Abstract:
This thesis presents an approach towards bilingual sentiment analysis of short
messages data retrieved from twitter. Social networks evolved to become one of the most
advanced and widespread communication medium of the modern era. They also serve as
multi-cultural and multi-lingual information centers. Information analysis of these social
networks can help in designing better government and commercial policies on local,
national and international platforms. A number of behavioral and demographic oriented
analytical studies reported that use data from social networks; however, most of these
studies are focused towards English language. Despite being spoken by almost 350
million population (6% of world's population), Hindi and its sister languages (Urdu) lack
extensive work on such sentiment analysis. This proposed research focused on sentiment
analysis of bi-lingual dataset, composed of English and Roman-Urdu tweet messages, on
subject General Elections 2013 in Pakistan.
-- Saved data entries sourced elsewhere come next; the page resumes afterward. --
PR #3457, opened 2022-04-12
ci/gha: convert lint-extra from a job to a step

kolyshkin:
There is no need to parallelize lint and lint-extra jobs,
and they only differ with the arguments to golangci-lint.
Given that the longest time spent in these jobs is installing
libseccomp-dev, and that the second linter run can probably
benefit a lot from caching, it makes sense to merge them.

Move lint-extra from a separate job to a step in lint job.

### DIFF
--- a/.github/workflows/validate.yml
+++ b/.github/workflows/validate.yml
@@ -16,6 +16,8 @@ jobs:
     runs-on: ubuntu-20.04
     steps:
       - uses: actions/checkout@v3
+        with:
+          fetch-depth: 2
       - uses: actions/setup-go@v3
         with:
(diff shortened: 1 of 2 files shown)


kolyshkin:
OK it's working, except that golangci-lint is installed twice. Filed an issue about it: https://github.com/golangci/golangci-lint-action/issues/449

kolyshkin:
OK, I redid it and it now works as expected. PTAL @thaJeztah @mrunalp

AkihiroSuda (approved):

thaJeztah (approved):
LGTM, thanks!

A bilingual sentiment lexicon (BSL) is semiautomatically
created for assigning sentiment strengths to the short messages (tweets). In
order to provide maximum lexicon coverage for sentiment analysis, other linguistic
resources such as WordNet have been involved. Proposed lexicon is used to measure the
popularity of four major political parties on twitter. The proposed system yield promising
results with 76 % accuracy in tweet’s sentiment strength classification.